§ **TASK OBJECTIVE**: Please reproduce each line of the data below exactly as shown.

Saved data entries:
PR #1830, opened 2016-08-26
Readable partitioned targets

peterg-eb:
## Description

Added to S3FlagTarget the ability to read a set of underlying partition files as though they were a single file. 

The code has been written to be fairly generic, so it has been added as a separate module. It should theoretically have nearly drop-in suitability with other "Flag" Targets such as the GCS Flag Target. However, I am unable to test other systems, and so have not inserted the proper shims into contrib/gcs or any other parts of Luigi.
## Motivation and Context

Though it is generally advisable to refrain from dealing with any Hadoop-style distributed data in a serial manner, it is nevertheless occasionally necessary to combine data at the end of a workflow into a single file suitable for use in serial systems.

In my own case, I find it necessary to combine the results of a Spark CSV write into a single Spark file for upload to an external service. It would sometimes be possible to have Spark coalesce the data into a single partition before writing, but in cases where the data is very large, this might be prohibitive or even impossible depending on available memory.

The more general solution to this problem is the ability to have Luigi read multiple "partition" files in sequence, as though they were a single file target. The data from the partition files can then be streamed through memory in small amounts as they are written elsewhere - in my case, to the external service.

I also recognize that sometimes certain types of files cannot be correctly concatenated so simply. In my example, a CSV file with a header defining the column names, there is a single header line per partition file, but this is not suitable for the external service. Therefore, the PartitionedFilesReader allows callable functions to be submitted at creation time that will allow a savvy user to selectively modify or ignore parts of the files as they are being read, while still providing a clean Luigi Target interface to the pipeline.

I have tested this thoroughly with my own systems, including with the line-based and byte-based filtering function. 
I have also added a basic unit test.

### DIFF
--- a/luigi/partitions.py
+++ b/luigi/partitions.py
@@ -1,0 +1,172 @@
+# -*- coding: utf-8 -*-
+#
+# Copyright 2016 Eventbrite Inc
+#
+# Licensed under the Apache License, Version 2.0 (the "License");
+# you may not use this file except in compliance with the License.
+# You may obtain a copy of the License at
+#
+# http://www.apache.org/licenses/LICENSE-2.0
+#
+# Unless required by applicable law or agreed to in writing, software
+# distributed under the License is distributed on an "AS IS" BASIS,
+# WITHOUT WARRANTIES OR CONDITIONS OF ANY KIND, either express or implied.
+# See the License for the specific language governing permissions and
+# limitations under the License.
+#
+
+
+def splitting_prefix_chooser(fs_url, prefix='part-'):
+    filename = fs_url.split('/')[-1]
+    return filename.startswith(prefix)
+
+
+class PartitionedFilesReader(object):
+    """
+    Pass this a Target representing a directory full of part-* files,
+    such as an S3FlagTarget, and it will allow you to read the part-* files
+    underneath that directory one by one as though they were a single file.
+    A target creator callable, such as S3Target, is also necessary.
+    It will be passed the canonical URL of each part file in turn, and must return a
+    Target-like object that can be opened as readable (e.g., open('r')).
+
+    The user should check that the flag target 'exists()' before using
+    this class, otherwise the user may end up reading partial part-* files.
+
+    You can additionally pass a function to help it make proper decisions
+    about how to handle the start of a file, e.g. if your CSV files have a header
+    that you want to ignore for all files except the first one. This function
+    will differ based on whether the reader will be reading by bytes or by lines.
+
+    Examples:
+
+    # The line-by-line filter function receives each line once. It can choose to
+    # accept (return), reject (return blank), or modify (return bytes)
+    # the line. It will not receive this line again.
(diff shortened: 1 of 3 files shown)


Tarrasch:
Please let us know when this can be reviewed again.

petergaultney:
It's ready to be reviewed. Only delay was trying to get sphinx and flake happy, since I still can't get the tests to run on my dev machines. :/

peterg-eb:
It's ready to be reviewed now. Just took forever to get sphinx and flake happy. I wish I could get the tests to run on my dev machines to make this step easier on all of us, but for various reasons it's not possible at the moment.

Tarrasch:
Can you find people who knows s3 to review this?

peterg-eb:
Only folks I know would be at my company. I can ask someone to swing by. 

But except for the couple of lines added to S3FlagTarget, this isn't actually S3-specific. It's just a generic wrapper for multiple file-like objects. It depends only on listdir() returning files in alphabetical order, which is pretty common for a filesystem interface. I can add some unit tests to prove the general functionality of the PartitionedFilesReader via the local file system, if that helps.

Tarrasch:
A person from your company is totally fine too I think! :)

peterg-eb:
@eb-brandonhamric, @alextmeyer, mind stopping by and giving this a look?

eb-brandonhamric:
i'de probably call it something else, saying "partitioned" about a hadoop target makes me think it's for actual partitions using fields like "table/partition_field=partition_value/part-*" instead of just "table/part-*".  I would also make it support any hadoop compatible file system if it's called something this generic since the purpose is to bring results out of hdfs/s3 into a single file.

the glob pattern should also be configurable since not all hadoop processes use the part-* convention

eb-brandonhamric:
probably just wrap "hadoop fs -getmerge" and just make it a luigi task called HadoopGetMerge taking HdfsTargets for input and output. I would assume getmerge will work over s3. This also implies that the process of pulling the single file out of hdfs should be separate IMO.

peterg-eb:
the glob pattern is configurable, it's just embedded in the listdir_chooser. In the very unlikely scenario that your filesystem uses something other than '/' to split paths, you'd have to write your own. In the much more common scenario that you want to glob differently, you could simply supply a lambda wrapping "splitting_prefix_chooser" with "prefix" pre-defined.

What do you mean by "support any hadoop compatible file system"? I think it already does. Perhaps the confusion here is stemming from the adaptation of S3FlagTarget to use this code? I don't particularly have the expertise to find all of the Luigi targets that are hadoop-related and add this functionality to all of them, but anyone who does have that expertise should find it very easy to shim this into them just like I did for S3FlagTarget. 

In any case, this is meant to be more generic than Hadoop (though, again, I don't have the expertise to suggest what else it would used for). For instance, if you wanted to read local files from a unix filesystem as though they were one file, it would work equally well.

§ **ANSWER AREA**:
PR #1830, opened 2016-08-26
Readable partitioned targets

peterg-eb:
## Description

Added to S3FlagTarget the ability to read a set of underlying partition files as though they were a single file. 

The code has been written to be fairly generic, so it has been added as a separate module. It should theoretically have nearly drop-in suitability with other "Flag" Targets such as the GCS Flag Target. However, I am unable to test other systems, and so have not inserted the proper shims into contrib/gcs or any other parts of Luigi.
## Motivation and Context

Though it is generally advisable to refrain from dealing with any Hadoop-style distributed data in a serial manner, it is nevertheless occasionally necessary to combine data at the end of a workflow into a single file suitable for use in serial systems.

In my own case, I find it necessary to combine the results of a Spark CSV write into a single Spark file for upload to an external service. It would sometimes be possible to have Spark coalesce the data into a single partition before writing, but in cases where the data is very large, this might be prohibitive or even impossible depending on available memory.

The more general solution to this problem is the ability to have Luigi read multiple "partition" files in sequence, as though they were a single file target. The data from the partition files can then be streamed through memory in small amounts as they are written elsewhere - in my case, to the external service.

I also recognize that sometimes certain types of files cannot be correctly concatenated so simply. In my example, a CSV file with a header defining the column names, there is a single header line per partition file, but this is not suitable for the external service. Therefore, the PartitionedFilesReader allows callable functions to be submitted at creation time that will allow a savvy user to selectively modify or ignore parts of the files as they are being read, while still providing a clean Luigi Target interface to the pipeline.

I have tested this thoroughly with my own systems, including with the line-based and byte-based filtering function. 
I have also added a basic unit test.

### DIFF
--- a/luigi/partitions.py
+++ b/luigi/partitions.py
@@ -1,0 +1,172 @@
+# -*- coding: utf-8 -*-
+#
+# Copyright 2016 Eventbrite Inc
+#
+# Licensed under the Apache License, Version 2.0 (the "License");
+# you may not use this file except in compliance with the License.
+# You may obtain a copy of the License at
+#
+# http://www.apache.org/licenses/LICENSE-2.0
+#
+# Unless required by applicable law or agreed to in writing, software
+# distributed under the License is distributed on an "AS IS" BASIS,
+# WITHOUT WARRANTIES OR CONDITIONS OF ANY KIND, either express or implied.
+# See the License for the specific language governing permissions and
+# limitations under the License.
+#
+
+
+def splitting_prefix_chooser(fs_url, prefix='part-'):
+    filename = fs_url.split('/')[-1]
+    return filename.startswith(prefix)
+
+
+class PartitionedFilesReader(object):
+    """
+    Pass this a Target representing a directory full of part-* files,
+    such as an S3FlagTarget, and it will allow you to read the part-* files
+    underneath that directory one by one as though they were a single file.
+    A target creator callable, such as S3Target, is also necessary.
+    It will be passed the canonical URL of each part file in turn, and must return a
+    Target-like object that can be opened as readable (e.g., open('r')).
+
+    The user should check that the flag target 'exists()' before using
+    this class, otherwise the user may end up reading partial part-* files.
+
+    You can additionally pass a function to help it make proper decisions
+    about how to handle the start of a file, e.g. if your CSV files have a header
+    that you want to ignore for all files except the first one. This function
+    will differ based on whether the reader will be reading by bytes or by lines.
+
+    Examples:
+
+    # The line-by-line filter function receives each line once. It can choose to
+    # accept (return), reject (return blank), or modify (return bytes)
+    # the line. It will not receive this line again.
(diff shortened: 1 of 3 files shown)


Tarrasch:
Please let us know when this can be reviewed again.

petergaultney:
It's ready to be reviewed. Only delay was trying to get sphinx and flake happy, since I still can't get the tests to run on my dev machines. :/

peterg-eb:
It's ready to be reviewed now. Just took forever to get sphinx and flake happy. I wish I could get the tests to run on my dev machines to make this step easier on all of us, but for various reasons it's not possible at the moment.

Tarrasch:
Can you find people who knows s3 to review this?

peterg-eb:
Only folks I know would be at my company. I can ask someone to swing by. 

But except for the couple of lines added to S3FlagTarget, this isn't actually S3-specific. It's just a generic wrapper for multiple file-like objects. It depends only on listdir() returning files in alphabetical order, which is pretty common for a filesystem interface. I can add some unit tests to prove the general functionality of the PartitionedFilesReader via the local file system, if that helps.

Tarrasch:
A person from your company is totally fine too I think! :)

peterg-eb:
@eb-brandonhamric, @alextmeyer, mind stopping by and giving this a look?

eb-brandonhamric:
i'de probably call it something else, saying "partitioned" about a hadoop target makes me think it's for actual partitions using fields like "table/partition_field=partition_value/part-*" instead of just "table/part-*".  I would also make it support any hadoop compatible file system if it's called something this generic since the purpose is to bring results out of hdfs/s3 into a single file.

the glob pattern should also be configurable since not all hadoop processes use the part-* convention

eb-brandonhamric:
probably just wrap "hadoop fs -getmerge" and just make it a luigi task called HadoopGetMerge taking HdfsTargets for input and output. I would assume getmerge will work over s3. This also implies that the process of pulling the single file out of hdfs should be separate IMO.

peterg-eb:
the glob pattern is configurable, it's just embedded in the listdir_chooser. In the very unlikely scenario that your filesystem uses something other than '/' to split paths, you'd have to write your own. In the much more common scenario that you want to glob differently, you could simply supply a lambda wrapping "splitting_prefix_chooser" with "prefix" pre-defined.

What do you mean by "support any hadoop compatible file system"? I think it already does. Perhaps the confusion here is stemming from the adaptation of S3FlagTarget to use this code? I don't particularly have the expertise to find all of the Luigi targets that are hadoop-related and add this functionality to all of them, but anyone who does have that expertise should find it very easy to shim this into them just like I did for S3FlagTarget. 

In any case, this is meant to be more generic than Hadoop (though, again, I don't have the expertise to suggest what else it would used for). For instance, if you wanted to read local files from a unix filesystem as though they were one file, it would work equally well.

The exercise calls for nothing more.